AAAAAAAAAAAAAAAAAAAAAAAAAAAAAAAAAAAAAAAAAAAAAAAAG

+

@CCFFFFFHHHHHJJJHFDDD@77BDDDDB077007@B


Solution

  • Unless you have a strong reason to do this yourself, use Biopython.

    fasta:

    AAAAAAAAAAAAAAAAAAAAAAAAAAAAAAAAAAAAAAAAAAAAAAAAA
    AAAAAAAAAAAAAAAAAAAAAAAAAAAAAAAAAAAAAAAAAAAAAAAAC
    AAAAAAAAAAAAAAAAAAAAAAAAAAAAAAAAAAAAAAAAAAAAAAAAG
    AAAAAAAAAAAAAAAAAAAAAAAAAAAAAAAAAAAAAAAAAAAAAAAGA
    AAAAAAAAAAAAAAAAAAAAAAAAAAAAAAAAAAAAAAAAAAAAAAAGG
    

    fastq (based on yours but not identical because your output was badly formatted):

    @DH1DQQN1:269:C1UKCACXX:1:1107:20386:6577 1:N:0:TTAGGC
    AAAAAAAAAAAAAAAAAAAAAAAAAAAAAAAAAAAAAAAAAAAAAAAAC
    +
    CCCFFFFFHGHHHJIJHFDDDB173@8815BDDB###############
    @DH1DQQN1:269:C1UKCACXX:1:1114:5718:53821 1:N:0:TTAGGC
    AAAAAAAAAAAAAAAAAAAAAAAAAAAAAAAAAAAAAAAAAAAAAAAAA
    +
    CCCFFFFFHGHHHJIJHFDDDB173@8815BDDB###############
    @DH1DQQN1:269:C1UKCACXX:1:1209:10703:35361 1:N:0:TTAGGC
    AAAAAAAAAAAAAAAAAAAAAAAAAAAAAAAAAAAAAAAAAAAAAAAAA
    +
    @@@FFFFFHGHHHGIJHFDDDDDBDD69@6B-707537BDDDB75@@85
    @DH1DQQN1:269:C1UKCACXX:1:1210:18926:75163 1:N:0:TTAGGC
    AAAAAAAAAAAAAAAAAAAAAAAAAAAAAAAAAAAAAAAAAAAAAAAAG
    +
    @CCFFFFFHHHHHJJJHFDDD@77BDDDDB077007@B###########
    

    Code:

    from Bio import SeqIO
    
    with open("fasta") as fh:
        fasta = fh.read().splitlines()
    
    seen = set()
    
    for record in SeqIO.parse(open('fastq'), 'fastq'):
        seq = str(record.seq)
        if seq in fasta and seq not in seen:
            seen.add(seq)
            print record.format('fastq')
    

    EDIT: The above prints records in the order of the fastq file, not the fasta file.

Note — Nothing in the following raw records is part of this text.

PR #1409, opened 2015-08-12
Refactor main into pyi_main and main/wmain/wWinMain

codewarrior0:
This series of changes addresses #1340 by doing the following:

__1. Rename main.c to pyi_main.c__

This is mostly to make the following commits easier to digest, as you can see in [this diff which excludes the commit.](https://github.com/codewarrior0/pyinstaller/compare/a15ddaaf728b5df437114cf6f3cbf8d654b97730...codewarrior0:refactor-pyi-main?expand=1)

__2. Enable UNICODE builds on Windows__

This allows us to use `wmain` and `wWinMain` to get the `wchar_t` form of `wargv` for improved compatibility on all Python versions.

__3. Refactor the `main()` function into `pyi_main()`, `main()`, `wmain()`, and `wWinMain()`__

This gives us a single entry point into PyInstaller code. `pyi_main()` receives `argv` as-is on OS X and Linux, and receives a UTF-8 encoded form of `wargv` on Windows. This meshes with the fact that much of PyInstaller's code already assumes `argv` to be UTF-8 encoded on Windows, even if this assumption was false before. It was easier to make the assumption true than to change all of the code that relied on it!

Note that I chose not to use any `wchar_t` for anything PyInstaller does internally, only doing the conversions immediately before passing strings to either Python 3 or to the Windows API. The former makes it more obvious that conversion is needed and done appropriately for the platform and Python version, and the latter was already done for me in `pyi_path_fopen`, `pyi_utils_create_child` and several other places.

__4. Import and use the `_Py_char2wchar` function from the Python lib on Python 3__

This function is used by Python's main() to convert `argv` on OS X and Linux to `wchar_t` form before passing it to `PySys_SetArgv` and other functions. Over `mbstowcs`, it has the benefit of decoding bytestrings that cannot normally be decoded, by using the "surrogateescape" error handler. This is only important because filenames on Linux are not text - they are null-terminated bytestrings.

Despite its seemingly-private name, this function is exported by the Python 3.3 and 3.4 libs and we are able to dynamically load it and use it after the pylib is extracted.

__5. Convert `argv` using the proper encodings before passing it to `PySys_SetArgv`__

The conversion to `wchar_t` is deferred until after the pylib is loaded, moved to `pyi_pylib_set_sys_argv`. The function `pyi_archive_cache_argv` is now gone. Likewise, the only `argv` cached in ARCHIVE_STATUS is now the one provided at the start of pyi_main.

All of these conversions I confirmed to match the behavior of Python:

- On Python 2 for Windows, argv is converted from UTF-8 to ANSI. *(Python 2 uses the ANSI-encoded form supplied by main/WinMain).*
- On Python 2 for Linux/OS X, argv is passed to Python as-is. *(Python 2 does the exact same)*
- On Python 3 for Windows, argv is converted from UTF-8 to wchar_t. This conversion is lossless as the wchar_t was previously converted to UTF-8. *(Python 3 receives wargv in its Py_Main function. Actually, I could use __wargv directly and skip the decode/encode...)*
- On Python 3 for Linux/OS X, argv is converted from the current locale to wchar_t using _Py_char2wchar. *(Python 3 does the exact same, but earlier since it has access to the pylib earlier)*

__6. Add a unit test to check that arguments are passed correctly through argv__

Somehow, I broke argument passing in the course of these changes. How embarrassing.

#### Things that these commits do not fix

The way the other strings in ARCHIVE_STATUS (executable, homepath, etc) are handed is unchanged. There are still a handful of `mbstowcs` calls that need to be changed to the correct encoding function, the global LC_CTYPE hack needs to be removed, and the ShortPathName workaround for sys.executable needs to be removed for Python 3. I have these done in a few commits on another branch, but I decided to stop here before I went too far outside the scope of "refactor main()" so I could get some feedback and some testing on OS X:

#### Completely untested on OS X.

These changes need to be tested on OS X before I'm confident in them. Even though all of the tests pass on Travis, and there's no significant difference in what PyInstaller does with argv on Linux versus OS X, I'm a bit wary because the new Python function `_Py_char2wchar` has a special case on OS X.

@matysek When you get a chance, kindly run the test suite on OS X and let me know if it passes.


codewarrior0:
Ah, the build seems to fail with AppVeyor because building the UNICODE-enabled bootloader requires MinGW-w64, which supports `-municode`. Do you think you could change the AppVeyor configuration to use MinGW-w64? If not, I think I can come up with a workaround that gets wargv through Windows APIs instead of via `wmain`/`wWinMain`.

codewarrior0:
Going to use another branch to try to get AppVeyor MSVC builds working again. I looked through the old builds from the last time MSVC was attempted and found out it was getting ACCESS_VIOLATION in only the onefile builds, so I'm going to probe for more info.

matysek:
> Do you think you could change the AppVeyor configuration to use MinGW-w64? If not, I think I can come up with a workaround that gets wargv through Windows APIs instead of via wmain/wWinMain.

@codewarrior0 Could you as hotfix remove the --gcc option in the appveyor.yml file that is passed to the waf command?
* This  should use msvc and get appveyor going.
* Then I could fix it to install mingw-w64 becuase appveyor contains only mingw by default.

codewarrior0:
Sure. It seems like it should work with MSVC for the 32-bit builds. It's getting ACCESS_VIOLATION errors (return code 0xC0000005 == 3221225477) only for the 64-bit builds, which is usually a sign that a `long` somewhere should actually be a `long long` or `int64_t`, since on Windows `long` is only 32-bits.

I can't reproduce the error locally, but that could be because I'm using MSVC 12.0 rather than the 14.0 that's on AppVeyor.

A couple tests showed that the ACCESS_VIOLATION occurs in `pyi_remove_temp_path`, and I noticed a few warnings about mismatched sizes of data types, so I'm going to take a crack at that before I start another long-running build by pushing to this branch.

codewarrior0:
Looks like I nailed it. I'll check back in an hour to see the results from the full test suite.

codewarrior0:
Oh right, there's still the Bad File Descriptor thing to fix. I wonder why *that* only happens on 64-bit...

64-bit builds disabled again.

matysek:
> Oh right, there's still the Bad File Descriptor thing to fix. I wonder why that only happens on 64-bit...

This is definitely not caused by any of your changes. I hit this issue two days ago when trying to fix another:
* It happens only with 64-bit Windows
* only when running tests in parallel
* it looks like it is somehow related to the py.test feature of capturing logs.

Could it be that some subprocesess somehow close their sys.stdout/sys.stderr which  are actually file descriptors to temp files?

matysek:
Merging. There was no test fauilure when testing on OS X.

codewarrior0:
> * It happens only with 64-bit Windows
> * only when running tests in parallel
> * it looks like it is somehow related to the py.test feature of capturing logs.

I confirmed all of that, and I can add two more data points:
* It happens only when `pyi_builder` is parametrized with more than one parameter option. It doesn't happen with just `onefile` or just `onedir`, but it does happen with `onefile,onedir`, *and* `onefile,onefile` and `onedir,onedir`.
* It does not happen if the `subprocess.call` in `_run_executable` is skipped.

>This is definitely not caused by any of your changes. 

I know. I'm only concerned because things that happen only on 64-bit are usually data type mismatches, integers not long enough to hold a pointer value. 

>Merging. There was no test fauilure when testing on OS X.

Great news!  I'll start checking the rest of the filenames for wrong encodings and hopefully take care of most of the long-standing Unicode/non-ASCII issues.

codewarrior0:
This link might be related to the Bad File Descriptor errors - something about the PyHANDLE objects not being detached from the underlying HANDLEs and thus closing them too early.

http://python.6.x6.nabble.com/file-descriptor-issues-using-msvcrt-open-osfhandle-os-fdopen-td1954881.html

Issue #967, opened 2014-10-18
Hook for collecting files for PyEnchant (OS X)


pyinstaller-tickets-migration:
**Original date**: 2007/04/28
**Original reporter**: *anonymous*

> I've added PyEnchant-1.3.0 to my program and cannot get PyInstaller
> 1.3 to package it.  PyEnchant stores its dictionaries in C:
> \Python24\Lib\site-packages\enchant\share\enchant\myspell\.  The files
> in here are plain text files: en_US.dic, en_US.aff, etc. ...

I finally found what I need to do.  For the record, from
http://sourceforge.net/mailarchive/forum.php?thread_name=45346C4B.507...
"You need to copy both the "share" and "lib" dirs from the enchant
site-packages directory nto the dir of the exe. "share" contains the
dictionaries themselves, while "lib" contains the enchant myspell
plugin."

And Giovanni Bajo wrote:

OK. That can be taken care of using a setup program like InnoSetup.

Anyway, I would like this to be fixed automatically by PyInstaller.
There is much infrastructure in place to pack trees of data files into
the executable, unpack automatically them at startup, and let the
package find them. This is the way the Tkinter support works, for instance.

Alas, that support is currently hardcoded for Tkinter. It would have to
be generalized, so that one can write something like an extended import
hook to handle that. It's not that hard to do, but I don't have time
right now to do it.

But I would appreciate if you could open a ticket on the website
reporting the exact problem and the findings you reported on the mailing
list. This will make sure I won't forget about this, and I'll eventually
have this fixed.

htgoebel:
Post-boning features to milestone 3.1

matysek:
This is actually implemented I just wanted to add small improvements.

matysek:
I did a redesign of the hook and simplified it.

PR #1410, opened 2015-08-13
Add hook and runtime hook for pyenchant on Mac OS X

springermac:
Only works with pyenchant installed with pip due to modifications made
to enchant by the pyenchant project.

### DIFF
--- a/PyInstaller/building/osx.py
+++ b/PyInstaller/building/osx.py
@@ -169,7 +169,7 @@ class BUNDLE(Target):
             # paths to dynamic library dependencies (@executable_path)
             if typ in ('EXTENSION', 'BINARY'):
                 fnm = checkCache(fnm, strip=self.strip, upx=self.upx, dist_nm=inm)
-            if typ == 'DATA':
+            if typ == 'DATA':  # add all data files to a list for symlinking later
                 links.append((inm, fnm))
             else:
                 tofnm = os.path.join(self.name, "Contents", "MacOS", inm)
@@ -196,27 +196,30 @@ class BUNDLE(Target):
         bin_dir = os.path.join(self.name, 'Contents', 'MacOS')
         res_dir = os.path.join(self.name, 'Contents', 'Resources')
         for inm, fnm in links:
-            if inm != 'base_library.zip':
+            if inm != 'base_library.zip':  # Don't symlink the base_library.zip for python 3
                 tofnm = os.path.join(res_dir, inm)
                 todir = os.path.dirname(tofnm)
                 if not os.path.exists(todir):
                     os.makedirs(todir)
                 shutil.copy2(fnm, tofnm)
                 path = os.path.split(inm)[0]
-                old_path = inm
+                old_path = inm  # Initialize old_path as the in name
                 if path:
                     while path:
+                        # If the folder already exists but the destination file/folder doesn't symlink the file/folder
                         if os.path.exists(os.path.join(bin_dir, path)) and \
                                 not os.path.exists(os.path.join(bin_dir, inm)):
                             os.symlink(os.path.join(res_dir, old_path), os.path.join(bin_dir, old_path))
-                            break
-                        else:
+                            break  # Continue to the next file
+                        else:  # Folder didn't exist move up a level and try again
                             old_path = path
-                            path = os.path.split(path)[0]
+                            path = os.path.split(path)[0]  # Remove one directory level
                     else:
+                        # If we have tried all directory levels and they all exist then just symlink the file if it
+                        # doesn't exist
                         if not os.path.exists(os.path.join(bin_dir, inm)):
                             os.symlink(os.path.join(res_dir, old_path), os.path.join(bin_dir, old_path))
-                else:
+                else:  # If path is empty, e.g., a top level file, try to just symlink the file
                     os.symlink(os.path.join(res_dir, inm), os.path.join(bin_dir, inm))
             else:
                 shutil.copy2(fnm, bin_dir)
--- a/PyInstaller/building/osx.py
+++ b/PyInstaller/building/osx.py
@@ -162,17 +162,21 @@ class BUNDLE(Target):
         f.write(info_plist)
         f.close()
 
+        links = []
         toc = add_suffix_to_extensions(self.toc)
         for inm, fnm, typ in toc:
             # Copy files from cache. This ensures that are used files with relative
             # paths to dynamic library dependencies (@executable_path)
             if typ in ('EXTENSION', 'BINARY'):
                 fnm = checkCache(fnm, strip=self.strip, upx=self.upx, dist_nm=inm)
-            tofnm = os.path.join(self.name, "Contents", "MacOS", inm)
-            todir = os.path.dirname(tofnm)
-            if not os.path.exists(todir):
-                os.makedirs(todir)
-            shutil.copy2(fnm, tofnm)
+            if typ == 'DATA':
+                links.append((inm, fnm))
+            else:
+                tofnm = os.path.join(self.name, "Contents", "MacOS", inm)
+                todir = os.path.dirname(tofnm)
+                if not os.path.exists(todir):
+                    os.makedirs(todir)
+                shutil.copy2(fnm, tofnm)
 
         logger.info('moving BUNDLE data files to Resource directory')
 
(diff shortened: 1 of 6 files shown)


matysek:
This should fix issue #967

codewarrior0:
I think it's a bit weird that everything is copied into `Contents/MacOS`, then moved to `Contents/Resources` and symlinked back into `Contents/MacOS`. I'm not an OS X dev so I'll just assume there's a good reason for it.

matysek:
> I think it's a bit weird that everything is copied into Contents/MacOS, then moved to Contents/Resources and symlinked back into Contents/MacOS.

I agree it's weird but it was a workaround to get code signing working on  OS X.

PyInstaller/utils/hooks/subproc/enchant_datafiles_finder.py
```diff
@@ -11,23 +11,24 @@
 import os
 import enchant
 
+
 def _win32_data_files():
     # This is basically a copy of enchant.utils.win32_data_files as of
     # release 1.6.0. We use this as a fallback for older versions of
     # enchant which do not have this function.
     # enchant is licenced under LGPL.
-    dataDirs = ("share/enchant/myspell","share/enchant/ispell","lib/enchant")
```
matysek: Thanks for this camelcase refactoring:)

springermac:
This is how it should work:
* Binary files are just copied to MacOS directory.
* Data files are copied only to the Resources directory and then symlinked into the MacOS directory.
* Symlinks should only be made at the highest possible point, e.g., if `lib` was already created symlink the next lowest directory or if `share` doesn't exist symlink the entire directory.

If you have suggestions on how to make the symlinking code simpler/more readable please say so.

PyInstaller/building/osx.py
```diff
@@ -189,14 +193,30 @@ def assemble(self):
...
-        dirs = os.listdir(bin_dir)
-        for d in dirs:
-            abs_d = os.path.join(bin_dir, d)
-            res_d = os.path.join(res_dir, d)
-            if os.path.isdir(abs_d) and d not in ignore_dirs:
-                shutil.move(abs_d, res_d)
-                os.symlink(os.path.relpath(res_d, os.path.dirname(abs_d)), abs_d)
+        bin_dir = os.path.join(self.name, 'Contents', 'MacOS')
+        res_dir = os.path.join(self.name, 'Contents', 'Resources')
+        for inm, fnm in links:
```
matysek: Could you add more comments to this loop what it's doing or split it into subfunctions? I'm getting lost whey trying to understand it.

PyInstaller/building/osx.py
```diff
@@ -189,14 +193,30 @@ def assemble(self):
         #
         # Move all directories from ./MacOS/ to ./Resources and create symlinks
         # in ./MacOS.
-        bin_dir =os.path.join(self.name, 'Contents', 'MacOS')
-        res_dir =os.path.join(self.name, 'Contents', 'Resources')
-        # Qt plugin directories does not contain data files.
-        ignore_dirs = set(['qt4_plugins', 'qt5_plugins'])
```
matysek: The explicit checks for qt plugin dirs is not necessary anymore? Is it replaced by explicitly symlinking only data files?

springermac: That is correct.

PyInstaller/hooks/hook-enchant.py
```diff
@@ -18,3 +20,24 @@
...
             datas.append((f, d[0]))
+elif is_darwin:
+    # Collecting dictionaries only works when pyenchant is installed via pip since the dictionaries installed via pip
+    # are stored next to the enchant library
+    binaries = []
+    files = exec_statement("""
+from enchant._enchant import e
+print(e._name)""").strip().split()
+    for f in files:  # Put the enchant library in lib/ so the enchant plugins can find it
+        binaries.append((os.path.join('lib', os.path.basename(f)), f))
```
matysek: * Is pyenchant able to find the enchant.dylib when it is next the executable and not in 'lib'?
* Have you tested this hook with macports or homebrew?

PyInstaller/hooks/hook-enchant.py
```diff
@@ -18,3 +20,24 @@
     for d in files:
         for f in d[1]:
             datas.append((f, d[0]))
+elif is_darwin:
+    # Collecting dictionaries only works when pyenchant is installed via pip since the dictionaries installed via pip
```
matysek: Do you have any suggestion how this could be improved to collect dictionaries that were installed via macports or homebrew?

PyInstaller/loader/rthooks/pyi_rth_enchant.py
```diff
@@ -0,0 +1,22 @@
...
+if sys.platform == 'darwin':
+    from ctypes.macholib.dyld import DEFAULT_LIBRARY_FALLBACK
+    # Insert sys._MEIPASS in the first position of the list of paths that ctypes uses to search for libraries
+    DEFAULT_LIBRARY_FALLBACK.insert(0, sys._MEIPASS)
+
+    import enchant
+
+    # Set the path enchant uses to look for myspell dictionaries to be in our executable
+    # TODO check if this is needed on windows
+    enchant.set_param('enchant.myspell.dictionary.path', os.path.join(sys._MEIPASS, 'share', 'enchant', 'myspell'))
```
matysek: Is this necessary only for myspell backend or even for ispell?

PyInstaller/utils/hooks/subproc/enchant_datafiles_finder.py
```diff
@@ -11,23 +11,24 @@
...
-    mainDir = os.path.abspath(os.path.dirname(enchant.__file__))
-    dataFiles = []
-    for dataDir in dataDirs:
+    data_dirs = ("share/enchant/myspell", "share/enchant/ispell", "lib/enchant")
```
matysek: Could these relative 'myspell/ispell' directories also work when the right macports/homebrew prefix is supplied?
like: `data_dirs = ('BREW_PREFIX/share/enchant/myspell', 'PORTS_PREFIX/share/enchang/myspell')?

PyInstaller/utils/hooks/hookutils.py
```diff
@@ -29,7 +29,7 @@
 
 # These extensions represent Python executables and should therefore be
 # ignored when collecting data files.
-PY_IGNORE_EXTENSIONS = set(['.py', '.pyc', '.pyd', '.pyo', '.so', 'dylib'])
+PY_IGNORE_EXTENSIONS = set(['.py', '.pyc', '.pyd', '.pyo', '.so', '.dylib'])
```
matysek: Do you think this little change could break one unit tests in the continuous integration?

PyInstaller/hooks/hook-enchant.py
springermac: PyEnchant can find the enchant.dylib anywhere as long as we add the path it's in to the runtime hook. The problem comes with the enchant library and its plugins. The enchant library can only find its plugins if they are in the proper directory relative to it, e.g., `lib/enchant/libenchant_myspell.so` and the plugins can only find the enchant library if they are in the proper directory relative to it, e.g., `lib/libenchant.1.dylib`.

This should work with macports and homebrew but I haven't tested due to the dirtionary issue.

PyInstaller/loader/rthooks/pyi_rth_enchant.py
springermac: It should be necessary for ispell but I am not able to test as the only backend I have installed is myspell.

PyInstaller/utils/hooks/subproc/enchant_datafiles_finder.py
springermac: Possibly.

PyInstaller/utils/hooks/hookutils.py
matysek: This is weird. While testing this pull request and keeping the original value `dylib` it works. I will keep investigating more.

PyInstaller/building/osx.py
springermac: I just added comments.

PyInstaller/utils/hooks/hookutils.py
matysek: Could you integrate this patch into your pull request? Then the continuous integration should pass.
```patch
--- a/PyInstaller/utils/hooks/hookutils.py
+++ b/PyInstaller/utils/hooks/hookutils.py
@@ -29,7 +29,8 @@ PY_EXECUTABLE_SUFFIXES = set(['.py', '.pyc', '.pyd', '.pyo', '.so'])
 
 # These extensions represent Python executables and should therefore be
 # ignored when collecting data files.
-PY_IGNORE_EXTENSIONS = set(['.py', '.pyc', '.pyd', '.pyo', '.so', '.dylib'])
+# NOTE: .dylib files are not Python executable and should not be in this list.
+PY_IGNORE_EXTENSIONS = set(['.py', '.pyc', '.pyd', '.pyo', '.so'])
 
 # Some hooks need to save some values. This is the dict that can be used for
 # that.
```

springermac: Done

matysek:
Thanks.

PR #1411, opened 2015-08-13
Add hook and runtime hook for ssl

springermac:


matysek:
@springermac Do you have any code example that could be used to create a test case for this?

htgoebel:
I vote NO for this pull-request, since it silently includes the system-wide CA-list into the application. But this raises some issues:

If order is not important, you should use that method. Otherwise, you can add the records to a dictionary where the key is their index in the FASTA file, and print them all in the end, sorting the dictionary:

    from Bio import SeqIO
    import sys
    
    with open("fasta") as fh:
        fasta = fh.read().splitlines()
    
    seen = set()
    records = {}
    
    for record in SeqIO.parse(open('fastq'), 'fastq'):
        seq = str(record.seq)
        if seq in fasta and seq not in seen:
            seen.add(seq)
            records[fasta.index(seq)] = record
    
    for record in sorted(records):
        sys.stdout.write(records[record].format('fastq'))
    

    (Here I also use sys.stdout.write instead of print, to avoid the extra newlines.)